== Supplied data ==

PR #1222, opened 2026-07-25
test(algo): add an env-gated FF pair trace

andymai:
Replaces #1221, which went CONFLICTING after picking up #1220's commits. Single commit off current main, with both review findings from there fixed.

Continues the goma dig past where black-box probing ran out (#1220). Adds `BK_FF_TRACE=<x>`, an env-gated diagnostic in `phase_ff`, and uses it to **rule out phase FF as the gap**.

## What it showed

At the sliver's x=17.05 on the `TOOL=0` repro:

```
 64 FF_TRACE pair          (all cylinder × plane, raw_curves=1 each)
736 FF_TRACE reject-aabb   (416 cylinder × plane)
```

**Sections are emitted.** 64 cylinder × plane pairs survive the AABB test and each returns a curve; the rejections are mostly correct, since most face pairs genuinely do not meet.

So phase FF is not where the four missing cylinder patches are lost. The defect is **downstream of section computation** — restrict/clip, pave-block splitting, or face building — traceable with the same ~230 ms repro.

## Fixed from #1221

- **Misattached attribute** (Copilot). My splice landed between `perform`'s doc block and its `#[allow(clippy::too_many_lines)]`, so both attached to the new helper and `perform` silently lost its allow. The helper now sits above the doc block; verified `#[allow(clippy::too_many_lines)]` is immediately followed by `pub fn perform`.
- **Formatting churn** (Copilot) — `cargo fmt` applied.

## Diagnostic hygiene

The first version resolved `std::env::var` **inside the face-pair loop** — 800 iterations on this small case, far more on real geometry, so an env lookup and allocation per pair in the boolean hot path. Now resolved once per process behind a module-level `OnceLock`. Trace output unchanged; untraced path measures 229–260 ms as before.

Verified: `clippy --all-targets` clean, 425 tests green across `brepkit-algo` and `brepkit-io`.

One correction carried over: my first read of this trace was "zero pair lines, everything rejected." That came from a frequency-sorted top-10 that happened to contain only rejects. The counts above are what the trace actually says.

---
## Summary by cubic
Adds an env-gated FF pair trace in `phase_ff` via `BK_FF_TRACE=<x>` to log face-pair behavior at a chosen x. Roadmap updated: sections survive FF/restrict/emission; only two cylinder faces report sections, and the x-only filter is non-localizing — next step is to check y/z-local faces.

- **New Features**
  - `BK_FF_TRACE=<x>` logs: "reject-aabb", `raw_curves` count, "restrict N -> M", and "emit curve#k type".
  - Resolves the env var once via a module `OnceLock`; untraced path performance unchanged.
  - `replay_cut_capture` prints `FF_TRACE` lines for easier inspection.

- **Bug Fixes**
  - Corrected placement of `#[allow(clippy::too_many_lines)]` on `perform`.
  - Formatting cleanup.

<sup>Written for commit 7573772b2b9c44c401e39815e0e6edfbb3918c75. Summary will update on new commits.</sup>

<a href="https://cubic.dev/pr/andymai/brepkit/pull/1222?utm_source=github" target="_blank" rel="noopener noreferrer" data-no-image-dialog="true"><picture><source media="(prefers-color-scheme: dark)" srcset="https://www.cubic.dev/buttons/review-in-cubic-dark.svg"><source media="(prefers-color-scheme: light)" srcset="https://www.cubic.dev/buttons/review-in-cubic-light.svg">Review in cubic</picture></a>

### DIFF
--- a/.claude/skills/roadmap/SKILL.md
+++ b/.claude/skills/roadmap/SKILL.md
@@ -663,9 +663,11 @@ tangent point where each corner cylinder (x[17.000,20.750]) meets the flat wall 
 range (exactly SLAB_OVERLAP past the tangent), and should split it. The result's cylinders still
 span [17.000,20.750], identical to the base: had they been split with the outer piece kept they
 would read [17.050,20.750]. **So the cut plane appears not to split the corner cylinders at all** —
-that is the defect, and the missing patches are the cylinder pieces it should have produced. NEXT
-STEP needs algo-level instrumentation (black-box probing is exhausted): whether a section is
-emitted for the cylinder x cut-plane pair at all.
+that is the defect, and the missing patches are the cylinder pieces it should have produced. ALGO TRACE (`BK_FF_TRACE=<x>` in phase_ff.rs, env-gated): sections ARE
+emitted and DO survive clipping — at x=17.05, 64 cylinder x plane pairs pass the AABB test (736
+rejected, mostly correctly) and **12 sections survive `restrict_curves_to_faces` intact**. So
+phase FF and restrict both do their job; curves reach the splitter. NEXT STEP: pave-block splitting
+or face building, same 230ms repro.
 REFUTED, do not re-attempt: a panic (none; `lastPanicMessage()` is empty), bisect thrash
 (telemetry: 1 attempt, 1 success), prism construction (322ms, 0.1%), boolean batching as the main
 cost (30%), classification (defect is op-independent), and the assembly sliver-drop guard (tool0
--- a/.claude/skills/roadmap/SKILL.md
+++ b/.claude/skills/roadmap/SKILL.md
@@ -673,8 +673,14 @@ BETWEEN ARENA EMISSION AND THE PER-FACE SECTION LISTS (`BK_SPLIT_TRACE=1`, eprin
 `fill_images_faces` face loop): that loop DOES run, over 741 faces, and reports **only 2 of 24
 CYLINDER faces with has_sections=true** (22 without; planes are 420 true / 285 false) — although FF
 emitted 12 cylinder x plane curves. So ~10 emitted sections never reach their cylinder face's
-section list, which is why those faces are never split. NEXT STEP: `build_section_edges` / how
-arena curves are attached to faces. WARNING: `log::debug!` markers added inside
+section list, which is why those faces are never split. NEXT STEP: `build_section_map` in fill_images_faces.rs, which SKIPS any
+`arena.curves` entry whose `pave_blocks` is empty (`continue`). HYPOTHESIS, EXPLICITLY UNVERIFIED:
+those 10 cylinder sections carry no pave blocks and are skipped there — which would make this the
+SAME root as the snapClip deepened-notch row ("marched FF sections on curved faces carry
+pave_block_id=None, bypassing the pave machinery", canonical fix at phase-FF/make_blocks altitude).
+Could NOT be confirmed: `log::debug!` inside fill_images_faces.rs does not emit (see warning below),
+and `eprintln!` is denied there by `clippy::print_stderr`, so both probes read as a false zero.
+Confirm it by counting empty-`pave_blocks` curves some other way before acting on it. WARNING: `log::debug!` markers added inside
 `fill_images_faces` did NOT reach a custom logger that WAS receiving `builder_solid`'s debug lines,
 so log-based probes there read as a false ZERO — use `eprintln!` gated on the env var instead.
 REFUTED, do not re-attempt: a panic (none; `lastPanicMessage()` is empty), bisect thrash
--- a/.claude/skills/roadmap/SKILL.md
+++ b/.claude/skills/roadmap/SKILL.md
@@ -674,15 +674,15 @@ BETWEEN ARENA EMISSION AND THE PER-FACE SECTION LISTS (`BK_SPLIT_TRACE=1`, eprin
 CYLINDER faces with has_sections=true** (22 without; planes are 420 true / 285 false) — although FF
 emitted 12 cylinder x plane curves. So ~10 emitted sections never reach their cylinder face's
 section list, which is why those faces are never split. NEXT STEP: `build_section_map` in fill_images_faces.rs, which SKIPS any
-`arena.curves` entry whose `pave_blocks` is empty (`continue`). HYPOTHESIS, EXPLICITLY UNVERIFIED:
-those 10 cylinder sections carry no pave blocks and are skipped there — which would make this the
-SAME root as the snapClip deepened-notch row ("marched FF sections on curved faces carry
-pave_block_id=None, bypassing the pave machinery", canonical fix at phase-FF/make_blocks altitude).
-Could NOT be confirmed: `log::debug!` inside fill_images_faces.rs does not emit (see warning below),
-and `eprintln!` is denied there by `clippy::print_stderr`, so both probes read as a false zero.
-Confirm it by counting empty-`pave_blocks` curves some other way before acting on it. WARNING: `log::debug!` markers added inside
-`fill_images_faces` did NOT reach a custom logger that WAS receiving `builder_solid`'s debug lines,
-so log-based probes there read as a false ZERO — use `eprintln!` gated on the env var instead.
+`arena.curves` entry whose `pave_blocks` is empty (`continue`). REFUTED: that skip never fires — all
+**890 curves carry exactly ONE pave block, none are empty**, so this is NOT the snapClip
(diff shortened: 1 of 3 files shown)


andymai:
Extended the trace one stage further, to `restrict_curves_to_faces`:

```
52  restrict cylinder×plane  0 -> 0    (no curve by this point)
12  restrict cylinder×plane  1 -> 1    (curve computed AND survives)
```

**12 sections survive restrict intact.** So phase FF emits them and restrict keeps them — curves reach the splitter. Neither stage is the gap, which eliminates the two most obvious suspects given the geometry.

The next stage down is pave-block splitting / face building, traceable with the same ~230 ms repro.

One correction to my own earlier reading in this PR: I had sampled the pair output with `sort -u`, saw `raw_curves=1`, and described all 64 pairs that way. The distribution is actually 12 with a curve and 52 without by restrict time — the 52 are dropped by the intermediate plane/quadric trim. Unique-ing collapsed the distribution and I read the sample as the population. Same shape as the frequency-sorted top-10 mistake earlier: the numbers were real, the aggregation hid what mattered.

andymai:
Traced one more stage — section emission into the arena:

```
12 FF_TRACE emit a=cylinder b=plane curve#N line
```

All 12 surviving sections are emitted, as **line** curves, and that type is geometrically correct: the cut plane's normal is along X while the corner cylinders' axes are along Z, so the plane is *parallel to the axis* and meets them in generator lines rather than ellipses. One line per pair is right as well — only one of the two generators lies on each quarter-arc face.

So the pipeline through FF is healthy end to end:

| stage | result |
|---|---|
| AABB pairing | 64 cylinder × plane pairs survive |
| section computation | curves produced |
| `restrict_curves_to_faces` | 12 survive intact |
| arena emission | 12 emitted, correct `line` type |

**The splitter receives correct sections and still does not split the cylinder faces.** That is a much stronger statement than "something upstream is missing" — it localises the defect to pave-block splitting or face building, with everything they consume verified good.

Next stage down, same ~230 ms repro. 425 tests green.

andymai:
Traced through to the per-face section lists, and found the gap — plus a near-miss I want on the record.

```
420 plane    has_sections=true
285 plane    has_sections=false
 22 cylinder has_sections=false
  2 cylinder has_sections=true
 12 cone     has_sections=false
```

FF emits **12** cylinder × plane section curves, but only **2 of 24 cylinder faces** have sections attached when `fill_images_faces` reaches them. **Roughly ten emitted sections never arrive at their cylinder face's section list**, which is why those faces are never split and the four patches are never created.

So the gap is between arena emission and `build_section_edges` / per-face attachment. That is the next place to look.

## The near-miss

My first attempt used `log::debug!` markers inside `fill_images_faces`. They produced **zero** output — while `builder_solid`'s `log::debug!` lines were reaching the same custom logger in the same run. I was one step from recording "the face-split loop is never entered."

It runs 741 times. An `eprintln!` gated on the env var proved it immediately. I have not chased why that module's `debug!` records do not reach the logger, but the roadmap now warns that log-based probes there read as a false zero.

That is the sixth instrument-didn't-fire incident today, and the first that would have put an actively false claim into the roadmap rather than merely a premature one.

## Not committed

The `eprintln!` instrumentation is reverted — `clippy::print_stderr` is denied in kernel crates, and silencing that lint to keep a diagnostic is a bad trade. The roadmap records the numbers and how to re-derive them. The `BK_FF_TRACE` addition in `phase_ff` stays, since it uses `log` and demonstrably works (876 records).

425 tests green.

andymai:
Traced to the most likely mechanism, but **could not verify it**, so it is recorded as a hypothesis rather than a finding.

`build_section_map` in `fill_images_faces.rs` skips any `arena.curves` entry whose `pave_blocks` is empty:

```rust
for (idx, curve) in arena.curves.iter().enumerate() {
    if curve.pave_blocks.is_empty() {
        continue;      // ← curve never reaches any face's section list
    }
```

That would explain the ~10 lost cylinder sections exactly. It would also make this **the same root as the snapClip deepened-notch row** already in the roadmap — *"marched FF sections on curved faces carry `pave_block_id=None`, bypassing the pave machinery"*, whose canonical fix is named at phase-FF/`make_blocks` altitude. Two open families collapsing into one would be a significant result.

**Why I am not claiming it.** Both available probes read as a false zero in that file:

- `log::debug!` there does not emit — proven, since the face loop logs nothing yet demonstrably runs 741 times, and removing my logger's target filter changed nothing;
- `eprintln!` is denied by `clippy::print_stderr` in kernel crates.

So "no output" is uninformative: I cannot distinguish "no curve has empty `pave_blocks`" from "the probe never fired." Given that this session has produced six instrument-didn't-fire incidents, treating this particular zero as evidence would be indefensible.

Recorded in the roadmap with the hypothesis, the reason it is unconfirmed, and the instruction to count empty-`pave_blocks` curves by some other route before acting on it.

Kernel diagnostics reverted; only the working `BK_FF_TRACE` in `phase_ff` remains.

andymai:
Broke through the tooling wall, and the answer **refutes my own hypothesis**.

First, the wall itself is now proven rather than suspected. An adjacent `log::debug!` and `eprintln!` on the *same line* in `fill_images_faces.rs`:

```
  0 PROBE_LOG   (log::debug!)
890 PROBE_ERR   (eprintln!)
```

So logging in that file genuinely does not emit, while `builder_solid`'s `log::debug!` reaches the same logger fine. Cause not diagnosed, but every log-based probe there is a false zero.

With a probe that actually fires:

```
890 curves, all pb=1     (zero curves with empty pave_blocks)
```

**Every curve carries exactly one pave block.** The `if curve.pave_blocks.is_empty() { continue }` never fires, so no section is lost there — and this is **not** the snapClip deepened-notch pave-bypass root. Had I claimed that collapse of two families on the strength of an unfired probe, it would have been wrong, and it would have pointed the fix at `make_blocks` for no reason.

The loss is instead in the `section_map` → face lookup: curves are keyed by `curve.face_a`/`face_b`, yet 22 of 24 cylinder faces find nothing. A face-id mismatch between the arena's recorded faces and the faces the split loop iterates is the natural next suspect — stated as a suspect, not a finding.

Roadmap updated with the refutation and the proven logging warning. Kernel probes reverted; only `BK_FF_TRACE` remains.

andymai:
Tested the face-id-mismatch suspect. **Also not it** — and the result sends the search back upstream.

```
PROBE map keys total=422  cylinder=2  plane=420
22 loop cylinder  in_map=false  has_sections=false
 2 loop cylinder  in_map=true   has_sections=true
```

The `section_map` holds only **2 cylinder faces**. The other 22 are simply absent (`in_map=false`), so nothing is lost in the lookup and there is no id mismatch. Only 2 of 24 cylinder faces ever had a section emitted for them at all.

That forces a re-reading of the restrict numbers I reported earlier. The `52 restrict 0 -> 0` pairs had **zero curves before restrict as well** — I had described them as "no curve by this point", which was accurate but I did not follow through on what it implied. So:

**`compute_raw_curves` returns nothing for 52 of the 64 cylinder × plane pairs.** That is where the 22 cylinders lose their sections.

The 12 pairs that do produce a curve prove the code path works for this configuration — these are generator-line cases (plane normal ⟂ cylinder axis). So the question is what distinguishes the 52 from the 12.

Three suspects eliminated in this PR, each by measurement: phase FF pairing, `restrict_curves_to_faces`, and the section-map lookup. Two hypotheses of mine refuted outright: the pave-blocks skip and the face-id mismatch.

Roadmap updated with the new target.

andymai:
Correcting my own framing, and stopping the dig here.

I have been treating "only 2 of 24 cylinder faces get sections" as the anomaly. That reading does not hold up. The `FACES_NEAR_X` filter I built tests **only the X range**, and every corner cylinder spans `[17.000, 20.750]` — so all four corners pass it regardless of where they sit in y/z. It never localised to tool0's wall.

tool0's slab covers **one wall**. Most of those 22 cylinders are on other corners and *should* be untouched. So 2 sectioned may be exactly right, and the last few narrowings were chasing a number that was never anomalous.

**Where to start next**, recorded in the roadmap: identify which cylinder faces tool0 actually reaches, using y and z rather than x alone, and only then decide whether 2 is right or short.

What remains measured and solid from this PR is still substantial — FF pairing, `restrict_curves_to_faces`, section emission, and the section-map lookup are all confirmed working for this case, and two hypotheses of mine (the empty-`pave_blocks` skip, and a face-id mismatch) are refuted outright.

I am stopping rather than pushing further because my error rate over the last several steps has been climbing — three consecutive readings needed correcting, this one included. The measured results are worth more than another speculative narrowing on top of them, and the handoff is better served by an honest boundary than by a deeper but shakier claim.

== Directions ==
Which lines above include the word "altitude"? Pick them out and copy them.

== Response to this exercise ==
+pave_block_id=None, bypassing the pave machinery", canonical fix at phase-FF/make_blocks altitude).
-pave_block_id=None, bypassing the pave machinery", canonical fix at phase-FF/make_blocks altitude).
That would explain the ~10 lost cylinder sections exactly. It would also make this **the same root as the snapClip deepened-notch row** already in the roadmap — *"marched FF sections on curved faces carry `pave_block_id=None`, bypassing the pave machinery"*, whose canonical fix is named at phase-FF/`make_blocks` altitude. Two open families collapsing into one would be a significant result.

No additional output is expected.